TASK ITEM
The records that follow are to be given again exactly.

DATASET EXCERPTS

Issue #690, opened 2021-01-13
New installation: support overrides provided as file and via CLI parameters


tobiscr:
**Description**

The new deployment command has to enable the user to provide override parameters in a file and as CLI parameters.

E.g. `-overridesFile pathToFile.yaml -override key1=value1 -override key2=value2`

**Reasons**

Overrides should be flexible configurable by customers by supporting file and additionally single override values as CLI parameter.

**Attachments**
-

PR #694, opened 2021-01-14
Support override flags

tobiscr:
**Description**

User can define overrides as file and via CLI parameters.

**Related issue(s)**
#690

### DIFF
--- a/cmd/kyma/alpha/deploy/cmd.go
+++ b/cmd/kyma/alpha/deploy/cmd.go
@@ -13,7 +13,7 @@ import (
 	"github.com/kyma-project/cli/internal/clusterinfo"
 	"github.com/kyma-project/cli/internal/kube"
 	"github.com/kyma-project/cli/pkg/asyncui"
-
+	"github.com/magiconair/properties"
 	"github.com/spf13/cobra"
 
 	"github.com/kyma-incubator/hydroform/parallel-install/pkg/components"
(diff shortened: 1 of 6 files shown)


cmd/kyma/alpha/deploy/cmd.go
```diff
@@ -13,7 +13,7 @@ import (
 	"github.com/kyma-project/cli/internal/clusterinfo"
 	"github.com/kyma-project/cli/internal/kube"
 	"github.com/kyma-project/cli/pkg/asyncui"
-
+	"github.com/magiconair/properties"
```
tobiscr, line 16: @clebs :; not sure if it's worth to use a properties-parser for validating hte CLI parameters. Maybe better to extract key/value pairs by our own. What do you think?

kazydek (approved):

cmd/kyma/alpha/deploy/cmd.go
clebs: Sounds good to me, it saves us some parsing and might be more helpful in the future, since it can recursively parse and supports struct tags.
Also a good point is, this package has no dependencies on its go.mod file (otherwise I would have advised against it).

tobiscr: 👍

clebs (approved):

RESPONSE
Issue #690, opened 2021-01-13
New installation: support overrides provided as file and via CLI parameters


tobiscr:
**Description**

The new deployment command has to enable the user to provide override parameters in a file and as CLI parameters.

E.g. `-overridesFile pathToFile.yaml -override key1=value1 -override key2=value2`

**Reasons**

Overrides should be flexible configurable by customers by supporting file and additionally single override values as CLI parameter.

**Attachments**
-

PR #694, opened 2021-01-14
Support override flags

tobiscr:
**Description**

User can define overrides as file and via CLI parameters.

**Related issue(s)**
#690

### DIFF
--- a/cmd/kyma/alpha/deploy/cmd.go
+++ b/cmd/kyma/alpha/deploy/cmd.go
@@ -13,7 +13,7 @@ import (
 	"github.com/kyma-project/cli/internal/clusterinfo"
 	"github.com/kyma-project/cli/internal/kube"
 	"github.com/kyma-project/cli/pkg/asyncui"
-
+	"github.com/magiconair/properties"
 	"github.com/spf13/cobra"
 
 	"github.com/kyma-incubator/hydroform/parallel-install/pkg/components"
(diff shortened: 1 of 6 files shown)


cmd/kyma/alpha/deploy/cmd.go
```diff
@@ -13,7 +13,7 @@ import (
 	"github.com/kyma-project/cli/internal/clusterinfo"
 	"github.com/kyma-project/cli/internal/kube"
 	"github.com/kyma-project/cli/pkg/asyncui"
-
+	"github.com/magiconair/properties"
```
tobiscr, line 16: @clebs :; not sure if it's worth to use a properties-parser for validating hte CLI parameters. Maybe better to extract key/value pairs by our own. What do you think?

kazydek (approved):

cmd/kyma/alpha/deploy/cmd.go
clebs: Sounds good to me, it saves us some parsing and might be more helpful in the future, since it can recursively parse and supports struct tags.
Also a good point is, this package has no dependencies on its go.mod file (otherwise I would have advised against it).

tobiscr: 👍

clebs (approved):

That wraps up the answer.